No deserto de discursos: uma travessia irônica da não escolha
Resumo: Este artigo-reflexão é uma travessia pessoal e irônica pelas paisagens áridas da discursividade contemporânea, marcada por uma hiperexposição simbólica e pela ilusão de escolha. Parto da consciência de que tudo já virou conteúdo, inclusive este próprio texto. Ao caminhar entre Nietzsche, Byung-Chul Han, Jean Twenge, Susana Zuboff, Shakespeare, Erving Goffman e Amélie Nothomb, procuro não encontrar saída, mas apenas sustentar o desconforto da própria presença.
Palavras-chave: discurso, ironia, não-escolha, materialidade, capitalismo de vigilância
Eu começo este texto como quem sabe que está sendo vigiado. Não me refiro apenas aos olhos do leitor (que, se chegou até aqui, merece um prêmio ou um alerta), mas ao sistema. Sim, aquele mesmo que Susana Zuboff chamou de capitalismo de vigilância (ZUBOFF, 2020). Estou aqui, falando sobre ele, alimentando-o. Que ironia.
Eu tento resistir, claro. Tento não postar, não comentar, não reagir. Mas até meu silêncio foi sequestrado. Meus rastros, meus nãos, meus atrasos... tudo já é estatística. E isso é o mais trágico: o sistema não precisa mais do meu discurso. Precisa do meu comportamento. E o comportamento se dá mesmo quando me calo.
Dentro dessa arena discursiva, todos querem ser Deus. Todos querem ter a verdade, como se a verdade não estivesse, ela mesma, exausta. Nietzsche, sempre mais preciso que eu, já dizia: tudo que precisa ser demonstrado, não vale nada (NIETZSCHE, 2010). E aqui estamos nós, gritando no deserto.

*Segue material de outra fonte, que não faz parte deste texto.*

PR #70, opened 2023-12-20
add `SweeperService` claiming expired rounds  

louisinger:
This PR add the `RoundSwept` event & `SweeperService` looking for sweep task.

depends on:
- go-elements v0.4.9-rc.4
- https://github.com/vulpemventures/ocean/pull/61

TL;DR
* add `ExpirationTimestamp` & `SweepTxid` to Round domain
* finalization event sets up `ExpirationTimestamp`
* config lets to set up `ARK_ROUND_LIFETIME` defining the relative locktime of outputs.
* start the sweeper at start up
* every 30 secondes, the sweeper tries to check for expired rounds. If it finds some outputs to sweep, it will create a sweep transaction spending them and sending the funds to ASP wallet. Then if succeed sweeper raises `RoundSwept` events.

### DIFF
--- a/asp/internal/app-config/config.go
+++ b/asp/internal/app-config/config.go
@@ -49,6 +49,7 @@ type Config struct {
 	wallet    ports.WalletService
 	txBuilder ports.TxBuilder
 	scanner   ports.BlockchainScanner
+	scheduler ports.SchedulerService
 }
 
 func (c *Config) Validate() error {
@@ -86,6 +87,9 @@ func (c *Config) Validate() error {
 		return err
 	}
 	if err := c.scannerService(); err != nil {
+		return err
+	}
+	if err := c.schedulerService(); err != nil {
 		return err
 	}
 	if err := c.appService(); err != nil {
@@ -190,10 +194,28 @@ func (c *Config) scannerService() error {
 	return nil
 }
 
+func (c *Config) schedulerService() error {
+	var svc ports.SchedulerService
+	var err error
+	switch c.SchedulerType {
+	case "gocron":
+		svc = scheduler.NewScheduler()
+	default:
+		err = fmt.Errorf("unknown scheduler type")
+	}
+	if err != nil {
+		return err
+	}
+
+	c.scheduler = svc
+	return nil
+}
+
 func (c *Config) appService() error {
 	net := c.mainChain()
 	svc, err := application.NewService(
-		c.RoundInterval, c.Network, net, c.wallet, c.repo, c.txBuilder, c.scanner, c.MinRelayFee, c.RoundLifetime, scheduler.NewScheduler(),
+		c.Network, net, c.RoundInterval, c.RoundLifetime, c.MinRelayFee,
+		c.wallet, c.repo, c.txBuilder, c.scanner, c.scheduler,
 	)
 	if err != nil {
 		return err
--- a/asp/internal/core/application/service.go
+++ b/asp/internal/core/application/service.go
@@ -41,31 +41,30 @@ type Service interface {
 }
 
 type service struct {
-	minRelayFee   uint64
-	roundLifetime int64
-	roundInterval int64
 	network       common.Network
 	onchainNework network.Network
 	pubkey        *secp256k1.PublicKey
+	roundLifetime int64
+	roundInterval int64
+	minRelayFee   uint64
 
 	wallet      ports.WalletService
 	repoManager ports.RepoManager
 	builder     ports.TxBuilder
 	scanner     ports.BlockchainScanner
+	sweeper     *sweeper
 
 	paymentRequests *paymentsMap
 	forfeitTxs      *forfeitTxsMap
 
 	eventsCh chan domain.RoundEvent
-
-	sweeper *sweeper
 }
 
 func NewService(
-	interval int64, network common.Network, onchainNetwork network.Network,
+	network common.Network, onchainNetwork network.Network,
+	roundInterval, roundLifetime int64, minRelayFee uint64,
 	walletSvc ports.WalletService, repoManager ports.RepoManager,
 	builder ports.TxBuilder, scanner ports.BlockchainScanner,
-	minRelayFee uint64, roundLifetime int64,
 	scheduler ports.SchedulerService,
 ) (Service, error) {
 	eventsCh := make(chan domain.RoundEvent)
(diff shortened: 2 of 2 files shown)


asp/internal/app-config/config.go
```diff
@@ -74,13 +77,42 @@ func (c *Config) Validate() error {
 	if err := c.appService(); err != nil {
 		return err
 	}
+	if err := c.sweeperService(); err != nil {
+		return err
+	}
+	// round life time must be a multiple of 512
+	if c.RoundLifetime <= 0 || c.RoundLifetime%512 != 0 {
+		return fmt.Errorf("invalid round lifetime, must be greater than 0 and a multiple of 512")
+	}
```
altafan, line 101: do you think it's possible to let the operator specify a lifetime in seconds and we "approximate" it to a correct value instead of returning error?

asp/internal/app-config/config.go
```diff
@@ -137,6 +169,33 @@ func (c *Config) txBuilderService() error {
...
+			func(msg string) {
+				log.Debug(msg)
+			})
+
+	default:
+		return fmt.Errorf("unknown sweeper type")
+	}
+	if err != nil {
+		return err
+	}
```
altafan: this way, if we try to use the dummy tx builder, we won't be able to startup the asp!

Instead, I'm going to add a very dummy sweeper that fires a domain event `RoundExpired` and makes the vtxos expired in the projection repo

asp/internal/config/config.go
```diff
@@ -44,6 +46,7 @@ var (
 	defaultInsecure      = true
 	defaultNetwork       = "testnet"
 	defaultLogLevel      = 5
+	defaultRoundLifetime = (60 * 60 * 24 * 14) - 256 // ~2 weeks in seconds (modulus 512 for sequence)
```
altafan: so this means that we can't set a lifetime smaller than 2 weeks for a demo? 😱

tiero: Dont think sweep its something important for a demo anyway.

louisinger: yes we can, the minimum sequence value in sequence is `512` (seconds)

asp/internal/app-config/config.go
altafan: @louisinger

asp/internal/config/config.go
altafan: @louisinger let's export the env var to set the round lifetime to 8 minutes when running `make run`

asp/internal/core/application/service.go
```diff
@@ -341,7 +360,17 @@ func (s *service) finalizeRound() {
 		return
 	}
 
-	changes, _ = round.EndFinalization(forfeitTxs, txid)
+	now := time.Now().Unix()
+
+	lifetime, err := s.builder.GetLifetime(round.CongestionTree)
```
altafan: why do we ask the tx builder for the round lifetime is that's only a config param that can be customized via env var? The app service shouldn't need to ask for this info to anybody. Can you explain this?

asp/internal/core/application/service.go
```diff
@@ -419,7 +448,12 @@ func (s *service) getNewVtxos(round *domain.Round) []domain.Vtxo {
 
 					buf, _ := hex.DecodeString(r.Pubkey)
 					pk, _ := secp256k1.ParsePubKey(buf)
-					script, _ := s.builder.GetLeafOutputScript(pk, s.pubkey)
+					script, err := s.builder.GetLeafOutputScript(pk, s.pubkey)
+					if err != nil {
+						log.WithError(err).Warn("failed to get leaf output script")
+						continue
```
altafan: can you revert this change?  Here we're parsing the vtxos from the round domain. We can assume that the domain cannot store corrupted data, otherwise it would have been impossible to arrive at this stage.

Also, most likely it would be better to add a `Script` field to the `Vtxo` domain so we don't need to recompute its locking script everytime we need, but this will be done in other pr.

asp/internal/core/application/sweeper.go
```diff
@@ -0,0 +1,274 @@
...
+	repoManager ports.RepoManager
+	builder     ports.TxBuilder
+
+	stop chan struct{}
+}
+
+// Start implements ports.SweeperService.
+func (s *sweeper) Start() error {
+	s.stop = make(chan struct{}, 1)
+	timer := time.NewTicker(30 * time.Second)
```
altafan: This is against the design pattern we are using. No need to poll the db to know if there are vtxos to be swept, we should fire and react to events for that

asp/internal/core/application/sweeper.go
```diff
@@ -0,0 +1,274 @@
...
+				eventsRepo := s.repoManager.Events()
+				roundsRepo := s.repoManager.Rounds()
+				vtxoKeys := make([]domain.VtxoKey, 0)
+
+				for _, sweptOutput := range toSweepOutputs {
+					events, err := sweptOutput.Round.Sweep(
+						sweptOutput.InputArgs.Txid,
+						sweptOutput.InputArgs.TxIndex,
+						txid,
+					)
```
altafan: the round **expires** only once and during this operation one or multiple outputs are going to be **swept**. If we agree on this terminology, we should reflect this statement in code. It doesn't make much sense to me seeing the round being swept many times

asp/internal/core/application/service.go
louisinger: right, let's remove that one :+1:

asp/internal/core/application/sweeper.go
louisinger: It is possible in case someone in the round broadcasted a part of the tree at different times. If, for instance, at least 2 unilateral redeem happens in the round. Some outputs will be swept at redeem_time_1+lifetime, some others at redeem_time_2+lifetime.

altafan: IMO, from the ASP pov, the round could expire at a date X, and then, it could compute if the sweep action needs to be delayed based on the status of the congestion tree as you just described.

My point is that we don't really have a reason to store all the shared outputs as introduced by this pr. When a round expires, the ASP knows that it has to sweep all the non-spent and non-redeemed vtxos. We could already fetch all vtxos for a round since the `Vtxo` domain contains a Txid field.

louisinger: The reasons to store the shared outputs are:
1. Do not recompute the "state of the tree" at each sweep routine. In case of big trees, it means a lot of requests saved.
2. Persist in DB several expirations timestamps, in order to handle the case described above in my first comment
3. Later, for monitoring, it lets the operator knows which sweep tx has swept which part of the tree without any requests to explorer (sweepTxid field in SharedOutput).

Porque é disso que se trata, não é? Um deserto. Como afirmei em uma conversa que virou inspiração deste texto: "isso aqui é só um deserto". Um deserto simbólico, mediático, cheio de palavras que não sustentam sede alguma. E no meio disso, a ironia se tornou abrigo. Não esperança, não saída, apenas abrigo. Um sorriso inclinado, como quem sabe que já foi capturado, mas finge que ainda é livre.
Byung-Chul Han talvez dissesse que estamos numa sociedade positiva, onde tudo é transparente, mas nada é real (HAN, 2017). Vivemos entre hashtags e performances emocionais, onde até a dor já é estetizada, convertida em engajamento. É como Amélie Nothomb nos mostrou em Higiene do Assassino: o discurso já está podre antes de sair da boca. Ainda assim, o personagem fala, porque não sabe não falar (NOTHOMB, 1992).
E eu também não sei. Falo aqui não por esperança, mas por lucidez. A escolha? Não, não se trata de escolha. Jean Twenge alertou que a nova geração acredita ter liberdade, mas está presa em um labirinto de toques e deslizes (TWENGE, 2018). A ilusão da escolha é mais alienante do que a ausência dela. E nós, adultos conscientes, seguimos como Sísifo, mas agora com um smartphone na mão. Empurramos a pedra sorrindo, fazendo lives, e dizendo que é sobre resiliência.
Erving Goffman já havia denunciado tudo isso antes da internet existir: a vida é palco, e o eu é um personagem (GOFFMAN, 1985). O problema é que hoje não há mais bastidor. Até o bastidor foi publicado em carrossel. O silêncio virou estética. A crítica virou algoritmo.
E eu? Eu sigo. Caminhando no deserto com esse corpo que ainda precisa de um frango, como lembrei em voz alta. Porque, no fim, a única materialidade que me ancora é o cansaço, a fome, o sono. Tudo que o discurso não pode simular por completo. Talvez seja isso que ainda me pertence. Ou talvez nem isso.
Referências:
GOFFMAN, Erving. A Representação do Eu na Vida Cotidiana. Petrópolis: Vozes, 1985.
HAN, Byung-Chul. Sociedade da Transparência. Petrópolis: Vozes, 2017.
NIETZSCHE, Friedrich. Sobre verdade e mentira no sentido extra-moral. São Paulo: Hedra, 2010.
NOTHOMB, Amélie. Higiene do Assassino. São Paulo: Companhia das Letras, 1992.
TWENGE, Jean M. iGen: Por que os jovens superconectados de hoje estão crescendo menos rebeldes, mais tolerantes, menos felizes — e completamente despreparados para a vida adulta. São Paulo: Cultrix, 2018.
ZUBOFF, Shoshana. A Era do Capitalismo de Vigilância. Rio de Janeiro: Intrínseca, 2020.